That would be a good post, tomcannon, it would be interesting to see how plaster works. I think it would be fine. You should try it.


----------



## tomcannon

Do you think the cement powder colouring would work with plaster in the same way then?


----------



## acromyrmexbob

Yes it will. One factor though is that plaster sets an awful lot quicker than cement. So applying the powder to the surface may be more of a problem. So we need a suggestion for something that is lighter than cement and sets slowly like cement. Anyone got any ideas?


----------



## fatlad69

I don't know whether it would work as its like grout but you could try rockoflex. You can add dye to it but not sure if it would dry too quickly. You mix it into a paste about the consistency of peanut butter.


----------



## acromyrmexbob

Sounds like someones going to have to experiment with different products. There's another mix I have used which gives a good cave effect. You mix one part matt varnish, one part peat, half of one part cement, one part soil (going from memory) and then apply that to the background. It gives you instant realistic background. Don't shoot me on the proportions, I can look back if anyones interested. That would be an alternative to the heavy cement option.


----------



## my_shed

acromyrmexbob said:


> Sounds like someones going to have to experiment with different products. There's another mix I have used which gives a good cave effect. You mix one part matt varnish, one part peat, half of one part cement, one part soil (going from memory) and then apply that to the background. It gives you instant realistic background. Don't shoot me on the proportions, I can look back if anyones interested. That would be an alternative to the heavy cement option.

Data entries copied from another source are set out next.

PR #222, opened 2018-09-28
Adding the name to output string

choldgraf:
I noticed that a string isn't being properly populated w/ its corresponding value!

### DIFF
--- a/papermill/tests/test_api.py
+++ b/papermill/tests/test_api.py
@@ -1,4 +1,5 @@
 import unittest
+import pytest
 
 try:
     from unittest.mock import patch
@@ -35,6 +36,10 @@ class TestNotebookClass(unittest.TestCase):
             columns=['name', 'value', 'type', 'filename'],
         )
         assert_frame_equal(nb.dataframe, expected_df)
+
+        with pytest.raises(PapermillException) as excinfo:
+            nb.display_output('foo')
+        assert "Output Name 'foo' is not available in this notebook." in str(excinfo.value)
 
     def test_bad_file_ext(self):
 
--- a/papermill/api.py
+++ b/papermill/api.py
@@ -216,7 +216,7 @@ class Notebook(object):
         """
         outputs = _get_notebook_outputs(self.node)
         if name not in outputs:
-            raise PapermillException("Output Name '%s' is not available in this notebook.")
+            raise PapermillException("Output Name '%s' is not available in this notebook." % name)
         output = outputs[name]
         ip_display(output.data, metadata=output.metadata, raw=True)
 


betatim:
Nice work!

Could you also add a test to make sure this doesn't come back in the future? Maybe call `display_output` with a mocked `_get_notebook_outputs` checking that it raises/doesn't raise an exception.

choldgraf:
hmmm - so I'm not sure the best way to test this. The exception itself is being raised fine, it is the *text* of the exception that's wrong. Anyone know of a way to check the text of an exception in tests (w/o building in a lot of complexity?)

MSeal:
Something like

```
with self.assertRaisesMessage(PapermillException, '"Output Name foo is not available in this notebook."'):
  nb.display_output('foo')
```

betatim:
Another way to do the same (for the pytest enthusiasts) https://docs.pytest.org/en/latest/assert.html#assertions-about-expected-exceptions

```python
with pytest.raises(PapermillException) as excinfo:
    nb.display_output('foo')
assert 'Output Name foo is not available in this notebook.' in str(excinfo.value)
```

choldgraf:
ok I think I figured it out - it was sort of a hybrid between both of your suggestions :-)

I didn't find a `assertRaisesMessage` method for the `unittest.TestCase` subclass, and it also didn't seem like pytest was being used so I didn't use that. In the end, it looks like `excinfo.exception` was the magical incantation

papermill/tests/test_api.py
```diff
@@ -36,6 +36,10 @@ def test(self):
         )
         assert_frame_equal(nb.dataframe, expected_df)
 
+        with self.assertRaises(PapermillException) as excinfo:
```
mpacer: `pytest.raises` rather than self.assertRaises?

papermill/tests/test_api.py
```diff
@@ -36,6 +36,10 @@ def test(self):
...
+            nb.display_output('foo')
+        assert "Output Name 'foo' is not available in this notebook." in str(excinfo.exception)
```
mpacer: Does excinfo.value not work per this [`pytest.raises`](https://docs.pytest.org/en/latest/assert.html#assertions-about-expected-exceptions) example?

papermill/tests/test_api.py
MSeal: To be fair, this is a unittest object for self.Raises is perfectly valid.

MSeal:
No need to spend a ton of cycles on testing a 1 line change for a message. If you want to try the pytest version awesome, otherwise I'm ok merging now for such a trivial change and we can do a test update pass in the future for these.

choldgraf:
I'm happy to use pytest if it's better, I just didn't add to that test file since it wasn't being used anywhere else in there. Is papermill migrating away from unittest?

MSeal:
Yes, gradually. I am probably the user keeping it in unittest the most by
not learning pytest equivilents everywhere :P. But in general pytest is
preferred here.

betatim:
Travis is happy so I'm merging!

Thanks for the fix and humouring us with the testing extravaganza!

ps. the question for y'all to consider: who tests the tests?! 😱

choldgraf:
cool - the latest push swapped out pytest for unittest 👍

PR #320, opened 2021-03-06
Fix for SW Ep1 Racer audio with other core timings.

mountnside:
The "special" interrupt is used as a major timing hack.

This fix removes that hack. It also has the side effect of fixing SW Ep1 audio in other counter factors than 1. It may have other effects in other games, which haven't been tested yet.

The DK64 vine problem (and many others) will require a much more thorough looking through. The interrupt system still seems to be a complete riddle to me in how it does things.

### DIFF
--- a/mupen64plus-core/src/device/r4300/interrupt.c
+++ b/mupen64plus-core/src/device/r4300/interrupt.c
@@ -263,6 +263,10 @@ void remove_event(struct interrupt_queue* q, int type)
     }
 }
 
+
+
+
+
 void translate_event_queue(struct cp0* cp0, unsigned int base)
 {
     struct node* e;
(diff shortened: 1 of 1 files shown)


m4xw:
https://github.com/mupen64plus/mupen64plus-core/pull/708
https://github.com/mupen64plus/mupen64plus-core/pull/701#issuecomment-586724230
To give you some background. I will check back with that on Gillou

mountnside:
Ideally then it would wrap to complete 2^32 I guess (or even could ditch the x86 recomp to allow for more register allocation for proper COUNT timing.)

I intend though to work on the Perfect Dark audio timing also. I am cleaning up those.

m4xw:
Whats the status quo?

mudlord:
I honestly would rather I forget I ever did any work on this, let alone **anything publically** to begin with. 

That's quite honestly the status quo.

pet-sematary

PR #334, opened 2021-04-22
Add ANGLE support to the upstream Mupen Libretro core

Nun-z:
This was done by JustMeDaFaq (https://github.com/JustMeDaFaq) and makes it easier to build the ANGLE version of the core for Xbox.  The core built from this source has been tested and it also works with Angrylion.

### DIFF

This sounds rather like something i'd like to try, any pics of the end result? Absolutely loving the build, I have an 8x6 greenhouse...........I keep eyeballing it and every time I come to the same conclusion........It's nowhere near big enough!!! :lol2:

Dave


----------



## Antherina

An amazing project.:2thumb: Now I know the work that went into producing that waterfall. Your greenhouse has changed a bit since I last visited it! Interested to know where the mantids came from. I suspect not the two species I have wild in my garden? You got three weeks to finish it!:whip:


----------



## acromyrmexbob

my_shed said:


> This sounds rather like something i'd like to try, any pics of the end result? Absolutely loving the build, I have an 8x6 greenhouse...........I keep eyeballing it and every time I come to the same conclusion........It's nowhere near big enough!!! :lol2:
> 
> Dave


I think you can do a lot with that size. I posted earlier in this thread about planting to disrupt eyeline. You should think along the lines of very narrow borders (deep for roots) around the outside of the greenhouse, maybe only 15cm wide. Then plant vines like passiflora around the edge. When these have grown they will take little space but will start to blur the impression of how big the greenhouse is. Then the centrepiece should be a waterfall, right up to the top of the greenhouse with a narrow path around ti. This stops you seeing to the end of the greehouse when you first come in. At the far end put a seat of some kind facing back towards the entrance but, of course, you cannot see the entrance because of the waterfall which has feature plants growing in borders all over it, enhancing the effect. Then you will have your own little piece of paradise to escape to.


----------



## acromyrmexbob

Antherina said:


> An amazing project.:2thumb: Now I know the work that went into producing that waterfall. Your greenhouse has changed a bit since I last visited it! Interested to know where the mantids came from. I suspect not the two species I have wild in my garden? You got three weeks to finish it!:whip:


I don't know the species, they were left over from a BBC documentary I made and, for want of anything to do with them I released 6 adults into the greenhouse. They have done very well.


----------



## snakefreak007

WOW! What a project! I wish I had started following this thread sooner! Your waterfall look phenomenal!  Cant wait to tune in on xmas day! What a christmas present it will be! Good luck fella! 
best, SnakeFreak007


----------



## rhysishere

acromyrmexbob said:


> Yes it will. One factor though is that plaster sets an awful lot quicker than cement. So applying the powder to the surface may be more of a problem. So we need a suggestion for something that is lighter than cement and sets slowly like cement. Anyone got any ideas?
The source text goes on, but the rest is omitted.